SUNScholar/Researcher Authorisation

From Libopedia
Revision as of 21:16, 14 August 2010 by Bibboek (talk | contribs) (1 revision)
Jump to navigation Jump to search

Introduction

Digital assets must only be managed by users authorised to do so. Dspace can authenticate using ePerson accounts or using LDAP server accounts. This wiki page describes the method of setting up DSpace to use an institutional LDAP server for user provisioning. After that is done, it is then up to the repository manager to define which individuals have submitter, reviewer and metadata editor privileges.

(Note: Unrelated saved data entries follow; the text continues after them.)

Issue #367, opened 2026-08-12
[SECURITY] SC8 presence check does not fix incomplete skip denylist (CWE-184 / CWE-693)  (same class as __pycache__ still applies elsewhere)


nedlir:
[#356](https://github.com/NVIDIA/SkillSpector/issues/356) reported that skills can ship clean decoy `.py` sources plus malicious `__pycache__/*.pyc` (PEP 552 `UNCHECKED_HASH`) and still score **SAFE**, because discovery skips `__pycache__` and analysis never inspects bytecode.

[#357](https://github.com/NVIDIA/SkillSpector/pull/357) closed that by adding **SC8 (Shipped Python Bytecode)**: detect `__pycache__` / `.pyc` / `.pyo` presence and floor the risk score to block install.

That is a useful **mitigation for one known hiding place**. It is not a fix for the **root cause**.

The root cause is an incomplete denylist of paths/artifacts that the scanner refuses to analyze, while the agent runtime can still load or execute content from those locations (or from similarly skipped locations).

**CWE mapping:**

- **[CWE-184: Incomplete List of Disallowed Items](https://cwe.mitre.org/data/definitions/184.html)** - the scanner maintains an explicit skip/denylist (`_SKIP_DIRS`, binary extensions, SC8’s own walk skips, etc.). SC8 only adds one more special case (`__pycache__` / `.pyc`) to that list’s *alarm* path. Other denylisted items remain silently unscanned and unflagged.
- **[CWE-693: Protection Mechanism Failure](https://cwe.mitre.org/data/definitions/693.html)** - SkillSpector’s multi-layer analysis (static + optional LLM) is the protection mechanism. Anything discovery excludes never reaches those layers. Presence-alerting for one excluded class does not restore the protection for the rest.

SC8’s own walker still skips `.git`, `node_modules`, `.venv`, `venv`, `.tox`, `.pytest_cache` - so even the “fail closed on bytecode” path can miss bytecode nested under those trees. The same architectural pattern that made `__pycache__` invisible still applies to other skipped names.

## Why SC8 is incomplete

Before #357:

```text
discover → skip __pycache__ → analyze decoy .py → SAFE
runtime  → load malicious .pyc → payload executes
```

After #357:

```text
discover → still skip __pycache__ (contents never analyzed)
SC8      → see __pycache__ / .pyc exist → score floor → DO_NOT_INSTALL
```

What changed: an alarm on a specific denylist entry.  
What did **not** change:

[...]

PR #548, opened 2026-09-15
fix(security): account for excluded executables

rng1995:
## Summary

- inventory default skip directories and VCS content before exclusion, using bounded no-follow reads
- classify executable or loadable content from raw magic, file mode, shebang, and repository-supported suffixes
- emit SC9 and apply a score floor of 51 when executable content is excluded from analysis or an excluded audit is incomplete
- inspect excluded ZIP-compatible containers under the existing shared depth, member, byte, and time limits
- preserve exclusion provenance on ordinary, binary, nested, partial, and failed inventory rows
- keep the explicit inert `.git/hooks/*.sample` policy while blocking binary samples, near misses, active hooks, and other VCS executables

## Root cause

Discovery discarded default dependency/cache trees and most `.git` content before a complete inventory existed. Later executable checks reconstructed bytes from decoded text, so binary magic was lost, and excluded archives never reached nested inspection. Limits or read failures could therefore leave policy-relevant content outside coverage while the report still appeared complete and SAFE. Reconciliation also repeatedly scanned growing collections.

## Security behavior

The fix applies one property-based rule to every inventoried artifact: content that is executable/importable/loader-reachable and outside analyzed byte coverage is blocking. The classifier covers PE, ELF, WebAssembly, Mach-O/fat binaries, Java class magic, shebangs, executable mode bits, and the script families already understood by SkillSpector, including JavaScript/TypeScript modules, PHP, Ruby, and SVG active content.

Discovery and nested-inspection limits now produce explicit incomplete-coverage metadata and fail closed. Benign, fully inspected excluded content remains non-blocking. Existing valid nonfatal OMS-signature exclusions are unchanged.

## Validation

- `688 passed` across build-context, nested-artifact, SC8, remediation, report, CLI, end-to-end public-surface, and workflow-deadline regression suites
- full local `make test-ci`: `4,853 passed, 14 skipped, 38 deselected, 4 xfailed` with 89% coverage
- Ruff check passed for all 14 changed files
- Ruff format check passed for all 14 changed files
- mypy passed for all 6 changed source files
- `git diff --check` passed
- targeted regressions cover ordinary PE, hidden extensionless Mach-O, WebAssembly, JS modules, SVG, VCS paths, dependency/cache trees, symlinks, excluded ZIP members, and every relevant discovery/resource boundary

The single pytest warning is from the existing intentional duplicate-ZIP-member fixture.

The first hosted full-suite run passed 4,846 tests and exposed seven stale assertions that still required `CAUTION` for the new deliberate fail-closed cases. Those contracts now require `DO_NOT_INSTALL`. A follow-up adversarial review also found that the root discovery sentinel `.` could not be written to the validated ledger, dropping SC9 while the score floor still blocked. The sentinel is now a report-safe `SKILL.md` path, and tests require effective SC9 evidence across graph, rendered reports, CLI, and MCP. Hosted CI on the updated signed commit is fully green: changes, lint, unit, DCO, and Docker smoke all passed.

## Risk and rollback

This deliberately changes previously silent incomplete scans into `DO_NOT_INSTALL`; skills that bundle executable content in excluded dependency/cache/VCS locations may now require cleanup or explicit policy work. Nested expansion remains limited to the existing ZIP-compatible formats. Resource-limit sentinels intentionally fail closed at score 51.

Rollback is a single commit revert; there is no data migration or report-schema change.

Tracking: NVCARPS-153; related to #367.

## Post-review hardening

Two signed follow-up commits close the remaining review gap:

- `514b096` makes a resolved, referenced excluded executable fail closed with SC9, incomplete reference coverage, and the existing score floor, while leaving unreferenced excluded content and valid baselines unchanged.
- `9d25801` recognizes explicit extensionless nested paths used as interpreter operands (for example, a loader under `node_modules/`) without turning prose, `-c`/`-e` snippets, or option values into local references.

Additional validation on the final head:

- focused amendment regressions: **15 passed**
- complete security-remediation suite: **321 passed**
- combined build-context/security suites: **459 passed**
- Ruff, formatting, and `git diff --check`: passed
- manual adversarial reproduction: HIGH / 51 / DO_NOT_INSTALL with SC9 and AE1


src/skillspector/nodes/build_context.py
```diff
@@ -776,6 +1066,393 @@ def _opaque_artifact_record(
...
+        inventory.append(
+            _opaque_artifact_record(
+                path,
+                disposition=ArtifactDisposition.OUT_OF_SCOPE,
+                reason=exclusion_reason,
+                referenced=False,
+                size_bytes=size_bytes,
+            )
+        )
+        if not executable:
```
rng1995, line 1427: [P0] Loader-referenced excluded content can still bypass blocking. This `continue` makes the policy depend only on a recognized suffix, four-byte magic prefix, or executable mode. Reference resolution later includes excluded paths and marks their inventory rows `referenced`, but never feeds that proven reachability back into this policy. For example, `python node_modules/pkg/loader` with a 0644 extensionless Python file beginning `import ...` is resolved yet takes this branch, emits no SC9/floor, and can leave risk at 0/CAUTION with the default CLI exiting 0 while executing unanalyzed code. An explicitly invoked `.git/hooks/*.sample` has the same reachability problem. Analyze referenced excluded files locally or fail closed on their proven reachability, and add end-to-end regressions for both cases.

rng1995 (commented):
**[SkillSpector Review]**

**Manual Review Needed — changes required**

Reviewed head `de593117437eb27a2374edf47315145e1dc54303` for NVCARPS-153. The bounded inventory of default/VCS exclusions, canonical-byte magic detection, nested ZIP inspection, provenance propagation, resource-limit handling, and public-surface blocking floor are substantial improvements. All hosted checks pass.

One security gap still prevents treating NVCARPS-153 as fixed: an excluded file proven loader-reachable by a resolved SKILL.md reference is treated as inert whenever its filename, first four bytes, and mode miss the finite executable classifier. An extensionless 0644 interpreter-loaded payload can therefore remain unanalyzed without SC9 or a blocking score floor. See the inline finding.

The authenticated reviewer `rng1995` is also the PR author, so this account cannot provide an independent approval or Changes Requested decision. Please have `mohgupta-ship-it` or another maintainer review the corrected head.

rng1995 (commented):
**[SkillSpector Review]**

**Manual Review Needed — still changes required**

Re-reviewed current head `43b3696978bb18f2894469c529ef40ea4be69d2c`. It advances the prior reviewed head only through the automated merge of current `main` (`f161b700d83d1e685f501c525d4cf7a8a49bd82e`, PR #451). Comparing the old-base/old-head and new-base/new-head diffs shows the same 14-file PR-owned delta; only hunk offsets changed in the shared remediation test, and the affected `build_context.py` blob is byte-identical.

The existing loader-reachability blocker remains unresolved, and its inline thread is current. PR #451 narrows unprefixed slash-separated prose, so the precise reproducer is now `python ./node_modules/pkg/loader`: the explicit path resolves, but a 0644 extensionless file beginning `import ...` still reaches the unchanged `if not executable: continue`, emits no SC9 blocking floor, and can leave risk at 0/CAUTION with the default CLI exiting 0. Explicit invocation of allowed `.git/hooks/*.sample` content remains affected too. No duplicate inline comment is needed.

Current-head validation is also unavailable: CI run `34934093108` concluded `action_required` without running any jobs, and GitHub reports no checks for this head. The prior head’s green checks do not satisfy exact-head merge gates.

The authenticated reviewer `rng1995` is still the PR author, so this account cannot provide an independent approval or Changes Requested decision. Please resolve the existing P0 thread, obtain an independent maintainer review, and run all required checks on the corrected current head.

src/skillspector/nodes/build_context.py
rng1995: Addressed in commits 514b096 and 9d25801. Resolved excluded targets now feed reference-aware fail-closed accounting: a mode-0644 extensionless node_modules loader and an explicitly invoked .git/hooks/*.sample both emit SC9, incomplete coverage, a score floor of 51, and DO_NOT_INSTALL across Python, CLI, MCP, and rendered reports. The resolver also recognizes the extensionless loader without a ./ prefix only as the immediate operand of an inline interpreter command; option/code-string slash prose remains rejected. Focused and combined regressions passed, including the original adversarial reproduction.

MohammedAlkindi:
A skill with one npm dependency now reports `DO_NOT_INSTALL`.

Fixture is a `SKILL.md`, an `index.js` holding `console.log('hi')`, and `node_modules/leftpad/{index.js,package.json}`. Nothing else in it.

`skillspector scan --no-llm --format json` at f161b70 gives score 0, LOW, SAFE, no issues. At 9d25801 it gives score 51, HIGH, `DO_NOT_INSTALL`, and one SC9 HIGH at `node_modules/leftpad/index.js`.

`.js`, `.py`, `.ts` and `.rb` all sit in `_EXECUTABLE_SUFFIXES`, so any skipped dependency tree holds executable content by definition and trips the floor. SC9 as an informational row reads right to me. The HIGH severity and the 51 floor are what turn an ordinary `node_modules` into the strongest recommendation the tool has.

Would keying the floor on magic or mode, rather than on source suffix, preserve the intent?

rng1995:
Re-reviewed exact head `9c7d4f853da1b5cb424714cc21d9009efc43a600` against the node_modules report and the original loader-reachability blocker. Both behaviors reproduce, and the relevant focused matrix passes (9 tests): an unreferenced `node_modules/pkg/index.js` is disclosed as excluded executable/importable content and blocks, while a referenced mode-0644 extensionless loader and `.git/hooks/*.sample` path fail closed across the graph, CLI, MCP, and report surfaces.

The suffix-only case is deliberate under this PR’s stated property: executable/importable/loader-reachable bytes that remain outside analyzer coverage cannot support a SAFE verdict. Restricting the score floor to magic bytes or mode bits would reopen the same class for ordinary interpreter-loaded JavaScript, Python, TypeScript, or Ruby source, none of which needs executable mode or binary magic. A package can also be loaded by code/package resolution without an explicit SKILL.md path, so the new reference-aware safeguard is not a replacement for the suffix classification.

Avoiding that conservative result safely would require bringing the excluded dependency closure into deterministic analysis, or a separately designed trust/lockfile policy; it is not a sound one-line narrowing of this security fix. I therefore found no corrective code change for this comment. All hosted checks on this exact head are green, all review threads are resolved, and independent review remains requested from `mohgupta-ship-it`. This authenticated account is the PR author and cannot provide the independent approval itself.

rng1995 (commented):
**[SkillSpector Review]**

**Manual Review Needed — prior blocker resolved**

Re-reviewed current head `a056b56b642558fa0efefba4451fd10899206eac` for NVCARPS-153. The previously reported fail-open path is now closed: resolved references into excluded trees are promoted to explicit `REFERENCED_UNINSPECTED` partial coverage, produce SC9 evidence, retain local-only handling, and feed the existing blocking score floor. The resolver recognizes an extensionless nested loader only as the immediate operand of a bounded interpreter command and rejects `-c`/`-e` payloads and option values, avoiding the slash-prose regression. Focused tests cover both `./node_modules/...` and unprefixed loader operands plus an explicitly invoked `.git/hooks/*.sample`; public-surface tests verify Python, CLI, MCP, report, score, and recommendation behavior.

The prior thread is resolved and all five hosted checks pass on this exact head. I found no remaining required code change in the reviewed fix. The conservative policy intentionally makes uninspected importable source under excluded dependency trees blocking; an owner should explicitly accept that product tradeoff before release.

The authenticated reviewer `rng1995` is also this PR's author, so this comment is not an independent approval. Please obtain an independent maintainer/security approval before merging.

rng1995 (commented):
**[SkillSpector Review]**

**Manual Review Needed — prior blocker remains resolved**

Re-reviewed current head `71ba648866bf7321b007ec4ccf63ca8c309e6a72` after the automatic synchronization with `main`. This merge has the previously reviewed head `a056b56b642558fa0efefba4451fd10899206eac` and current `main` `e19ec01cc85b9891b2976a1157fce492504cfc13` as its exact parents. The only intervening tree changes are #558's three batch-scan files; none overlaps this PR's 15 files, whose reviewed contents are unchanged.

The resolved loader-reachability thread remains resolved: excluded but explicitly referenced loaders feed `REFERENCED_UNINSPECTED` completeness, SC9, the blocking score floor, and public CLI/MCP/report decisions. I found no new required code change. The conservative treatment of uninspected importable dependency content remains a product-policy tradeoff for an owner to accept.

Exact-head CI run 35136930654 concluded `action_required` without starting jobs, leaving no check results. The authenticated reviewer `rng1995` is also this PR's author, so this comment is not an independent approval. Successful exact-head checks and independent maintainer/security approval remain required before merge.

See: http://en.wikipedia.org/wiki/Ldap for more info.

Requirements

Ask the campus IT system administrators to give you the following details of the campus LDAP servers.

  • hostnames
  • canonical context
  • object context
  • search context

See the setup below for example DSpace configuration details.

Check LDAP

To check LDAP works, first install the following:

aptitude install ldap-utils ldap-auth-config

Fill in all the details requested during installation

Go to the following folder:

cd /etc/ldap

Copy the original ldap.conf:

cp ldap.conf ldap.conf-orig

Delete the original:

rm ldap.conf

Create a link to the master ldap.conf

ln -s ../ldap.conf

Now run a search on the LDAP server:

ldapsearch -x cn=hgibson

Use whatever filters and attributes that are needed for your campus LDAP server. If the search is successful then you may continue to setup Dspace below.

Setup Dspace

The settings in the /home/dspace/dspace-1.5.2-src-release/dspace/config/dspace.cfg file.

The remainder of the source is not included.